Posté par diaconos le 11 septembre 2018

La filiation divine est la doctrine chrétienne selon laquelle Jésus-Christ est le Fils unique de Dieu par nature, et lorsque les chrétiens sont rachetés par Jésus, ils deviennent fils (et filles) de Dieu par adoption. En raison de ses racines bibliques, cette doctrine est détenue par la plupart des chrétiens [1] [2], mais l'expression «filiation divine» est principalement utilisée par les catholiques. Cette doctrine est également appelée filiation divine. La filiation divine se construit sur d'autres doctrines chrétiennes. Dans la doctrine de la Trinité, Dieu le Fils est la Parole éternelle prononcée par Dieu le Père. La doctrine de l'Incarnation enseigne qu'il y a environ 2000 ans, Dieu le Fils a pris une nature humaine, "s'est fait chair et a habité parmi nous" (Jean 1:14) en tant que Jésus de Nazareth.

La filiation divine est la doctrine chrétienne selon laquelle Jésus-Christ est le Fils unique de Dieu par nature, et lorsque les chrétiens sont rachetés par Jésus, ils deviennent fils (et filles) de Dieu par adoption.
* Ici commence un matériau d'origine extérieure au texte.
PR #1165, opened 2024-04-17
Integrate permissions with shapes

magnetised:
Also includes fixes for:

- Support for booleans encoded as `"true"` and `"false"` coming from the shapes associated data triggers


components/electric/lib/electric/postgres/schema/fk_graph.ex
```diff
@@ -10,40 +10,82 @@ defmodule Electric.Postgres.Schema.FkGraph do
...
-        {{name.schema, name.name}, {fk.pk_table.schema, fk.pk_table.name}, fk.fk_cols}
+    fks =
+      tables
+      |> Enum.flat_map(fn %Proto.Table{constraints: constraints, name: name} ->
+        constraints
+        |> Stream.filter(&match?(%{constraint: {:foreign, _}}, &1))
+        |> Enum.map(fn %{constraint: {:foreign, fk}} ->
+          {{name.schema, name.name}, {fk.pk_table.schema, fk.pk_table.name}, fk.fk_cols}
+        end)
       end)
```
alco, line 49: Merely a code style suggestion. I believe this is simpler to parse when reading the code:

```suggestion
      for %Proto.Table{constraints: constraints, name: name} <- tables,
          %{constraint: {:foreign, fk}} <- constraints do
        {{name.schema, name.name}, {fk.pk_table.schema, fk.pk_table.name}, fk.fk_cols}
      end
```

components/electric/lib/electric/postgres/schema/fk_graph.ex
```diff
@@ -10,40 +10,82 @@ defmodule Electric.Postgres.Schema.FkGraph do
...
+    pks =
+      tables
+      |> Stream.flat_map(fn %Proto.Table{constraints: constraints, name: name} ->
+        constraints
+        |> Stream.filter(&match?(%{constraint: {:primary, _}}, &1))
+        |> Enum.map(fn %{constraint: {:primary, pk}} ->
+          {{name.schema, name.name}, pk.keys}
+        end)
+      end)
+      |> Map.new()
```
alco, line 60:
```suggestion
      for %Proto.Table{constraints: constraints, name: name} <- tables,
          %{constraint: {:primary, pk}} <- constraints,
          into: %{} do
        {{name.schema, name.name}, pk.keys}
      end
```

components/electric/lib/electric/postgres/schema/fk_graph.ex
```diff
@@ -64,30 +123,137 @@ defmodule Electric.Postgres.Schema.FkGraph do
...
+  defp label_path([relation | path], label) do
+    [{label, relation} | label_path(path, label)]
+  end
+
+  @doc """
+  Get the foreign key path information between the `root` table and the given `relation`.
+
+  Each entry in the path is either
+  - `{:many_to_one, {from_table, foreign_key_columns}, {to_table, primary_key_columns}}`, or
+  - `{:one_to_many, {from_table, primary_key_columns}, {to_table, foreign_key_columns}}`
```
alco, line 206: This fails to mention `{:one_to_one, ...}` that is returned by the first clause of this function. Function spec does not mention it either.

alco: Hm, it appears this function is never called.

components/electric/lib/electric/satellite/permissions/read.ex
```diff
@@ -1,62 +1,204 @@
...
+  @spec filter_read_with_context(
+          perms(),
+          graph() | nil,
+          graph(),
+          change_list(),
+          xid(),
+          mapper_fun()
+        ) ::
+          {[term()], [term()], moves()}
+  defp filter_read_with_context(perms, old_graph, graph, changes, xid, mapper_fun) do
```
alco, line 98: I'd suggest renaming this to `filter_changes_with_context` to make the separation of concerns clearer: i.e. there's `filter_read_with_context()` that calls `filter_changes_with_context()` and `filter_referenced_records[_with_context` in its implementation.

Also, it's not so clear what the word "context" is referring to.

components/electric/lib/electric/satellite/protocol.ex
```diff
@@ -1147,12 +1226,23 @@ defmodule Electric.Satellite.Protocol do
     end
   end
 
-  defp serialize_unknown_relations(unknown_relations) do
+  defp shape_request_context(state) do
+    state.subscriptions
+    |> Map.values()
+    |> List.flatten()
+    |> ShapeRequest.prepare_filtering_context()
```
alco, line 1233: This function always returns an empty map. Is this a placeholder for future work?

components/electric/lib/electric/postgres/schema/fk_graph.ex
magnetised: Hmm, yeah. A left-over api call - replaced with the stuff in `Permissions.Structure` and `routes/3`. I'll remove it.

components/electric/lib/electric/satellite/permissions/structure.ex
```diff
@@ -0,0 +1,334 @@
...
+
+  def id(structure, %Changes.DeletedRecord{} = change) do
+    id(structure, change.relation, change.old_record)
+  end
+
+  @doc """
+  Returns the primary key value for the given record.
+  """
+  @spec id(t(), relation(), Graph.record()) :: Graph.id()
+  def id(%__MODULE__{pks: pks}, relation, record) do
```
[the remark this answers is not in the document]
magnetised: good idea

components/electric/lib/electric/satellite/permissions/structure.ex
```diff
@@ -0,0 +1,334 @@
...
+  def foreign_keys(%__MODULE__{} = structure, root, relation) do
+    case path(structure, root, relation) do
+      [^relation, parent | _] ->
+        [{parent, fk_cols(structure, parent, relation)}]
+
+      _ ->
+        []
+    end
+
+    # structure
```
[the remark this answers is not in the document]
magnetised: oops

components/electric/lib/electric/satellite/protocol.ex
magnetised: Think so. It's @icehaunter's shape stuff that I left -- he may have left it for me to use but if so I didn't

components/electric/lib/electric/satellite/permissions/read.ex
magnetised: have given these functions more externally relevant names

components/electric/lib/electric/postgres/schema/fk_graph.ex
magnetised: i never reach for comprehensions, but you have a point

components/electric/lib/electric/satellite/permissions/structure.ex
```diff
@@ -0,0 +1,334 @@
...
+    # └----<----┘
+    #
+    # we setup the permissions based on R:
+    #
+    # ELECTRIC ASSIGN 'owner' TO R.user_id;
+    # ELECTRIC GRANT ALL ON A TO (R, 'owner')
+    # ELECTRIC GRANT ALL ON B TO (R, 'owner')
+    #
+    # naively we can get a path from B to R just by following the foreign key on B, skipping A
+    # completely, but that does not match the permissions design, which is based on the path
```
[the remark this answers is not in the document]
magnetised: yeah. this is kinda hard to justify except its easy to break your permissions system with a simple "comment owned by author" structure, although I wonder if some of our example/test schemas are a bit odd TBH. I've added a comment re "replace this with something better"

components/electric/lib/electric/satellite/permissions/graph.ex
```diff
@@ -138,107 +69,127 @@ defmodule Electric.Satellite.Permissions.Graph do
...
-    Enum.reduce(changes, impl, &apply_change(&2, roots, &1))
+  @spec transaction_context(impl(), Structure.t(), [Changes.change()]) :: impl()
+  def transaction_context({_module, _state} = impl, structure, changes, referenced_records \\ []) do
+    referenced_records
+    |> Enum.flat_map(fn {_relation, records} ->
+      Enum.map(records, fn {_pk, %{relation: relation, record: record}} ->
+        %Changes.NewRecord{relation: relation, record: record}
+      end)
+    end)
+    |> Enum.concat(changes)
```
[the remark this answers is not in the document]
magnetised: thanks. good points

components/electric/lib/electric/satellite/protocol/state.ex
```diff
@@ -100,4 +107,11 @@ defmodule Electric.Satellite.Protocol.State do
       when status in [:active, :paused, :suspended] do
     %{state | out_rep: %OutRep{out | status: status}}
   end
+
+  @spec user_id(t()) :: Electric.Satellite.Auth.user_id() | nil
+  def user_id(%__MODULE__{auth: %{user_id: user_id}}), do: user_id
+  def user_id(_state), do: nil
+
+  @spec permissions_version(t()) :: pos_integer() | nil
+  def permissions_version(%__MODULE__{}), do: nil
```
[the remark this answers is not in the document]
magnetised: placeholder.... I will add an implementation because at some point we'll will need it

components/electric/lib/electric/satellite/protocol.ex
```diff
@@ -1026,13 +1099,28 @@ defmodule Electric.Satellite.Protocol do
...
     tx
     |> maybe_strip_migration_ddl(state.out_rep.last_migration_xid_at_initial_sync)
-    |> advance_graph_by_tx(graph, current_shapes(state), state.auth.user_id)
+    |> apply_permissions_and_shapes(graph, current_shapes(state), state.permissions)
   end
 
-  defp advance_graph_by_tx(tx, graph, shapes, user_id) do
+  defp apply_permissions_and_shapes(tx, graph, shapes, permissions) do
+    {filtered_tx, _rejected_changes, moves_out} =
+      Permissions.filter_read(permissions, Electric.Replication.ScopeGraph.impl(graph), tx)
```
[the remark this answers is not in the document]
magnetised: this is the pr where the rubber hits the road, so it's here that we go from an isolated set of code paths to integration where the permissions finally affect the running system. the feature flag to make this optional is in the following pr, #1206

components/electric/lib/electric/replication/eval/env/known_functions.ex
```diff
@@ -51,8 +51,18 @@ defmodule Electric.Replication.Eval.Env.KnownFunctions do
   defcompare "timestamp", using: &NaiveDateTime.compare/2
   defcompare "timestamptz", using: &DateTime.compare/2
 
-  defpostgres "bool = bool -> bool", delegate: &Kernel.==/2
-  defpostgres "bool <> bool -> bool", delegate: &Kernel.!=/2
+  defpostgres "bool = bool -> bool" do
+    def bool_equal(l, r) do
+      Casting.cast_bool(l) == Casting.cast_bool(r)
```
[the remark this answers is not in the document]
magnetised: yeah, i was expecting this to be "wrong". the test case that this addresses is added here: https://github.com/electric-sql/electric/pull/1165/files#diff-d6b353c07d17e4137e6db23528b5fb966f9e4760bd9469e783596f58917c4f8bR72

happy to take this out (along with the new functions in Casting) if you want to address this elsewhere

components/electric/lib/electric/satellite/protocol.ex
```diff
@@ -625,31 +630,79 @@ defmodule Electric.Satellite.Protocol do
...
+        {[change], state}
+    end)
+  end
+
+  defp update_permissions(state, attrs) do
+    Map.update!(state, :permissions, &Permissions.update!(&1, attrs))
+  end
+
+  defp after_permissions_change(state) do
+    # TODO(magnetised): updated permissions must be applied to the shapes
```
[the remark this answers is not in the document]
magnetised: this is the hook for applying perms changes to the srg etc, yes. at the moment in #1206, it throws the new reset db message.

components/electric/lib/electric/satellite/protocol.ex
```diff
@@ -625,31 +630,79 @@ defmodule Electric.Satellite.Protocol do
...
-            Logger.debug(fn -> "Global permissions updated for connection" end)
+  defp apply_migrations({changes, state}) do
+    Enum.flat_map_reduce(changes, state, fn
+      %Changes.Migration{} = migration, state ->
+        state =
+          update_permissions(%{state | schema_version: migration.version},
+            schema: migration.schema
+          )
+
+        {[migration], after_permissions_change(state)}
```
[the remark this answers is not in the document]
magnetised: oh if you insist...

components/electric/lib/electric/replication/shapes/querying.ex
```diff
@@ -292,13 +302,25 @@ defmodule Electric.Replication.Shapes.Querying do
     end)
   end
 
-  defp context_filters(%Replication.Table{} = table, context, %Layer{} = _layer) do
-    ownership_column = Ownership.id_column_name()
+  defp apply_permissions(changes, graph, filtering_context) do
+    case filtering_context do
+      %{perms: perms, xid: xid} ->
+        {accepted_changes, rejected_changes} =
+          Permissions.Read.filter_shape_data(perms, graph, changes, xid)
```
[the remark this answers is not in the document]
magnetised: since at the moment the permissions scopes rely on foreign key relations, and the shapes queries follow and fill those fk relations the graph here is complete for permissions resolution (atm at least).

at the point where permissions scopes rely on non-fk info, e.g. in a USING clause on the grants, then we'll either need that information to be passed to the shape query or will need to make cross-graph lookups.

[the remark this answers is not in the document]
magnetised: the code is tested in `test/electric/satellite/subscriptions/permissions_read_filter_test.exs` along with the rest of the integration.

components/electric/lib/electric/replication/eval/env/known_functions.ex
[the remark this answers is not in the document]
icehaunter: The test case you provided is wrong. `Runner.execute` expects cast Elixir values, so it should be `=> true`, not `=> "t"`. If you want to use `=> "t"` in the object, then you should write the expression as 
```elixir
~S|new.valid::bool = true|
|> parse_and_validate_expression!(%{["new", "valid"] => :text})
|> Runner.execute(%{["new", "valid"] => "t"})
```

If you're passing an unparsed, uncast object to `execute`, then let's change the call location to do casting. We have an explicit function for that in [`Runner.record_to_ref_values/3`](https://github.com/electric-sql/electric/blob/main/components/electric/lib/electric/replication/eval/runner.ex#L11) which calls `Env.parse_const/3`. If you don't need `this` prefixes for keys, let's rewrite that as a more generic function

components/electric/lib/electric/satellite/permissions/eval.ex
```diff
@@ -134,47 +134,55 @@ defmodule Electric.Satellite.Permissions.Eval do
...
+    {:ok, result} = execute_expr(expr_cxt, expr, values)
     result
   end
 
-  defp execute_expr(expr_cxt, op, values) do
-    expr = Map.fetch!(expr_cxt.expr, op)
+  defp values(expr, record, prefix) do
+    {:ok, record} = Runner.record_to_ref_values(expr.used_refs, record)
+    Map.new(record, &prefix_value(&1, prefix))
+  end
```
icehaunter, line 180: `Runner.execute/2` fetches values from the provided values map just based on the full key, no "additional" matching. So if the expression contains a reference to a column, it **has** to be structured as `new.column` instead of just `column`. You're validating it exactly like that by building only prefixed `table_refs` in this module -- which is great, as it avoids ambiguity, but if that's the case, the single-column clause just can't happen - neither here in `prefix_value`, nor in `Runner.record_to_ref_values/2`.

components/electric/lib/electric/satellite/permissions/read.ex
```diff
@@ -66,19 +256,104 @@ defmodule Electric.Satellite.Permissions.Read do
...
+        )
+      end)
+
+    {Map.new(accepted_changes), rejected_changes ++ rejected_dependent_changes}
+  end
+
+  @spec shape_data_mapper(shape_data_row()) :: Changes.change()
+  defp shape_data_mapper({_key, {change, _}}), do: change
+
+  @spec ensure_graph_impl(Elixir.Graph.t() | Graph.impl()) :: Graph.impl()
```
icehaunter, line 351: That's the `Elixir.Graph.t()` type?...

components/electric/lib/electric/satellite/permissions/read.ex
```diff
@@ -1,62 +1,252 @@
...
+  In both these cases we remove the offending row from the list of visible changes but also add a
+  move-out message so the client can be informed of the loss of access to data.
+  """
+
   alias Electric.Replication.Changes
   alias Electric.Satellite.Permissions
+  alias Electric.Satellite.Permissions.Eval
   alias Electric.Satellite.Permissions.MoveOut
   alias Electric.Satellite.Permissions.Role
   alias Electric.Satellite.Permissions.Graph
```
icehaunter, line 30: nitpick: Can we maybe alias as a `PermGraph` to avoid shadowing the `Graph` library leading to confusion while reading code?

components/electric/lib/electric/satellite/permissions/read.ex
```diff
@@ -1,62 +1,252 @@
...
+
+  # @spec filter_changes_with_context(
+  #         perms(),
+  #         graph() | nil,
+  #         graph(),
+  #         change_list(),
+  #         xid(),
+  #         mapper_fun()
+  #       ) ::
+  #         {[term()], [term()], moves()}
```
icehaunter, line 145:
```suggestion
```

icehaunter (approved):
Looks good with some nitpicks and a question I think warrants addressing, but that's still pretty small. I'm a bit worried about red elixir tests tho...

components/electric/lib/electric/replication/eval/runner.ex
```diff
@@ -7,15 +7,30 @@ defmodule Electric.Replication.Eval.Runner do
...
   def record_to_ref_values(used_refs, record, env \\ Env.new()) do
     used_refs
     # Keep only used refs that are pointing to current table
-    |> Enum.filter(&match?({["this", _], _}, &1))
-    |> Enum.reduce_while({:ok, %{}}, fn {["this", key] = path, type}, {:ok, acc} ->
+    |> Enum.filter(&is_row_reference?/1)
+    |> Enum.reduce_while({:ok, %{}}, fn {path, type}, {:ok, acc} ->
+      key =
+        case path do
+          [key] -> key
```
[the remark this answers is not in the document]
magnetised: I think it's useful to support prefix-less columns out of the scope of permissions, to avoid requiring every column reference to be prefixed with e.g. `this` in where clauses etc. the prefix-less version feels very natural, it's exactly how you'd do it in e.g. a select where you only need to prefix to avoid ambiguity. 

so there may be some redundancy here, but I think it's worth it

components/electric/lib/electric/satellite/permissions/read.ex
magnetised: oops.

components/electric/lib/electric/satellite/permissions/read.ex
magnetised: Not sure what you're asking here. I'm planning a bit of a rename before merging, partly because this Permissions.Graph choice was a bad one in hindsight, partly to just simplify things.

components/electric/lib/electric/satellite/permissions/read.ex
magnetised: You have a point. I've been managing this name conflict but seeing that it'll be much more confusing in 6 months time. See above re renaming.

magnetised:
> I'm a bit worried about red elixir tests tho...

The next pr in the stack fixes the test failures. Haven't bothered to port those fixes down the stack...

components/electric/lib/electric/satellite/permissions/eval.ex
magnetised: You can get non-prefixed columns if the where/if clause is written without them. I've added an explicit prefix-less test that fails if I remove the code you're talking about.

En raison de ses racines bibliques, cette doctrine est détenue par la plupart des chrétiens, mais l’expression «filiation divine» est principalement utilisée par les catholiques. Cette doctrine est également appelée filiation divine. La filiation divine se construit sur d’autres doctrines chrétiennes. Dans la doctrine de la Trinité, Dieu le Fils est la Parole éternelle prononcée par Dieu le Père. La doctrine de l’Incarnation enseigne qu’il y a environ 2000 ans, Dieu le Fils a pris une nature humaine, « s’est fait chair et a habité parmi nous » (Jn 1,14) en tant que Jésus de Nazareth.

La christologie de la filiation divine de Jésus a comme ultime fondement la conscience filiale de Jésus lui-même : c’est la principale source : de toute éternité , il est le fils de Dieu. Ce n’est qu »en se remémorant ce que Jésus avait dit de lui-même que nous sommes conduis à confesser Jésus comme fils de Dieu. La découverte de la profondeur de la filiation divine de Jésus ouvrit la voie à une nouvelle façon d’aborder le discours de la foi.

Jésus est de toute éternité le fils de Dieu. et que Dieu est de toute éternité e père de Jésus Christ. Le prologue de Jean est le point culminant de la réflexion christologique néo-testamentaire.  Verbe incarné, plein de grâce et de vérité est en sa personne l’apogée de la bonté aimante et de la fidélité de Dieu envers les hommes.

La christologie du Prologue de Jean est la réponse chrétienne concluante à la question : « Qui est Jésus ? «  , réponse qui fut élaborée au terme d’un long processus de réflexion christologique. Le Nouveau Testament se conclut par une christologie descendante  : elle part de l’existence éternelle du fils avec le Père et se poursuit par son incarnation jusqu’à son retour à la gloire de son  Père à travers son mystère pascal.

Le kérygme primitif  est l’enseignement du Christ tel qu(il peut être tiré du Nouveau Testament , abstraction faîte des dogmes théologiques ultérieurs. La christologie du kérygme primitif est ascendante : elle est affirmée par l »état glorifié de son existence. L’humanité glorifiée dfe Jésus est un pâle reflet de sa condition divine. La christologie du Prologue de Jean  et de son évangile n’effaça pas celui du kérygme de l’Église primitive. La réflexion christologique devra toujours suivre un double cheminement : ascendant et descendant et intégrer les deux.

Pour Jésus , dans l’histoire, c’est quoi sa vie terrestre ? Nous devons nous référer à ce que disent les évangiles de lui. Ainsi, Jean dans son évangile, attache une grande importance à l’incarnation de Jésus (mouvement de descente). Jésus se fit homme pour nous donner part à sa plénitude.

L’éternité de Dieu, contemporaine de tous les évènements de l’histoire , mais principalement marquée part les évènements de  Jésus Christ, notre histoire est entrée en Dieu. Dieu est marqué par notre histoire. L’essentiel, c’est le chemin que nous faisons : nous devons toujours revenir à la source qui est l’Évangile. Ce ne sont pas les dogmes qui nous font vivre : ils sont là pour nous conduire à la source, mais sans mépriser ce qui se trouve après.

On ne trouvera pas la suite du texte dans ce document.